Wednesday, February 18, 2009

Essay for February 19

This is an excerpt from With Limited Power Comes Limited Responsibility: The Mickey Rabinowitz Story (by Yaakov Schwartz, Published by Bupkis & Gornisht, Oak Park, Michigan, 1999).


Goldstein and Fixler were an odd pair, gregarious Goldstein being the candy man, the one the children flocked to, ostensibly to wish him a good Shabbos, but in reality to receive the saccharine sweet hard candies or the nonpareils that he would put directly into Mickey’s mouth because his mother had once complained about the melted chocolate that got all over his hands and clothes. Fixler, on the other hand was a grouch, amiably greeting the children who squeezed past him to get to Goldstein for their treats, but otherwise constantly shushing them throughout services. One of Fixler’s greatest pleasures was correcting Rabbi Massis, who was forced to read the weekly Torah portion that was sadistically written on parchment in ancient Hebrew script and without vowels for pronunciation.

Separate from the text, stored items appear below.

PR #1277, opened 2020-05-12
build.sh: set valid value of docker run option --userns

MuteSpirit:
Latest available Docker version  (19.03.8) on Ubuntu 18.04 from official
Docker APT repo does not support value "keep-id" for docker run option "--userns"

Set "--userns" option value to format acceptable by docker client:
    "keep-id" -> "host:USER_ID"

### DIFF
--- a/tools/docker/build.sh
+++ b/tools/docker/build.sh
@@ -17,7 +17,6 @@ main() {
     docker_args=(
         --workdir "${rootdir}"
         --user "${SUDO_UID:-$(id -u)}:${SUDO_GID:-$(id -g)}"
-        --userns keep-id
         -e "USER=${SUDO_USER:-${USER}}"
         -v "${rootdir}:${rootdir}"
         --entrypoint "./tools/maptools.py"


tomereli (approved):

tools/docker/build.sh
```diff
@@ -17,7 +17,7 @@ main() {
     docker_args=(
         --workdir "${rootdir}"
         --user "${SUDO_UID:-$(id -u)}:${SUDO_GID:-$(id -g)}"
-        --userns keep-id
+        --userns host:${SUDO_UID:-$(id -u)}
```
rmelotte:
```suggestion
        --userns "host:${SUDO_UID:-$(id -u)}"
```

rmelotte (approved):

arnout (changes requested):
It doesn't work.

Referring to the source code https://github.com/docker/docker-ce/blob/531930f3294c31db414f17f80fa8650d4ae66644/components/engine/api/types/container/host_config.go#L169 it seems that docker in that version only looks at the part before the colon anyway. And the meaning of "host" is exactly the way that it behaved before, which doesn't allow to do the build completely unprivileged.

So if it doesn't work, it's better to revert my commit completely and just remove the userns option.

MuteSpirit:
I'm agree with @arnout suggestion

tools/docker/build.sh
MuteSpirit: "--userns" option usage has been removed

arnout (approved):

rmelotte (approved):

PR #1278, opened 2020-05-12
tests: capi: Fix timeout issue on prplMesh server [HotFix]

CoralMalachi:
### Description

Currently, each one of the tests in test_flows.py causing a timeout error (in prplMesh server only)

B’tochaCHEM!” Fixler would shout, abruptly rising from his chair, his prayer shawl falling from his shoulders on the way up.

“What did he say?” someone would ask.

“He said B’tochaCHAM, it should be B’tochaCHEM!” Fixler would holler back, his face turning red.

Both Goldstein and Fixler were old, and had little blue numbers on their right forearms which Nazis had put there during their internment in Auschwitz. Mickey had once heard that Fixler’s wife was killed in front of him while he helplessly watched. He loved both Goldstein and Fixler now, years later, as he ruminated about what it was like to pray in his old synagogue.

It was lousy, most of the time. Every Friday night and Saturday for the ten years that they lived in Buffalo, and some Sundays, Mickey’s father would force him into a little suit and out the door into the snow or rain to walk to prayers. Mickey’s dad made him sit next to him and pray for the entire service, which on Saturday mornings lasted a whopping two and a half hours that seemed like an eternity. It had been this way for as long as Mickey could remember, hours and hours of tedious prayers that never changed from week to week, in a cavernous synagogue that was so old and musty that Mickey simply had to explore it from top to bottom. And this he did, before and after prayers and sometimes during the Torah reading, slipping away and sneaking with some of the other children upstairs into the attic that once served as the rabbi’s office and housed file cabinets full of report cards from when their parents were in elementary school. The attic was low-ceilinged, dusty, and full of cobwebs that would brush their faces as they crept around the creaky wooden floors. It potentially contained secret passages and rooms as Mickey’s own house did along with many others built in Buffalo during the early part of the twentieth century when the Underground Railroad was still helping black slaves escape from the south, but the children never found any. Mickey’s excursions around the antiquated building never seemed to last long enough, and he was always next to his father again before he knew it. He would watch the sun move across the morning sky as it shone through stained glass windows into the dim sanctuary and illuminated the myriad dust particles that hung in the air, waiting for services to finally end so that they could adjourn downstairs to the cold, green and white tiled basement for kiddush. There would be some announcements, and then each week Mickey would be coaxed up onto the dais to sing the final prayer, which he did each week with what he considered aplomb.

When he was finished singing and everyone was done shaking hands and wishing one another a good Shabbos, the congregation, which was largely comprised of old European men, would migrate downstairs where the beadle had finished putting together the small spread that passed for a kiddush (years later, Mickey would move to a bigger Jewish community and find out that on Shabbos morning after prayers other synagogues served steaming hot chulent, derma and potato kugel to their congregants). There would be Entemann’s cake, pretzels or potato chips, gefilte fish, Ritz crackers and pickled herring in wine sauce which no one was allowed to touch until the rabbi had made the kiddush blessing and passed around the tiny shot glasses of syrupy Manishevitz. Once that was done, they were allowed to eat, the women at the women’s table, the children at the children’s table, and of course, the men at the table at which the rabbi sat. Mickey was usually made to eat gefilte fish, which he didn’t like but eventually acquired a taste for and the men would eat the herring and pour each other shots of Schnapps which they told him he could have after his Bar Mitzvah. For the young Mickey, this respite after prayers was the best part of his morning, and the reason why Mickey hated visiting the appetizing store on Houston at which well dressed Gentiles and unaffiliated Jews ordered lox and pickled herring by the pound to be eaten at novelty Sunday brunches. Because in Mickey's mind, herring in wine sauce was only to be slurped off of Ritz crackers by old men in the dank basement of his synagogue after services.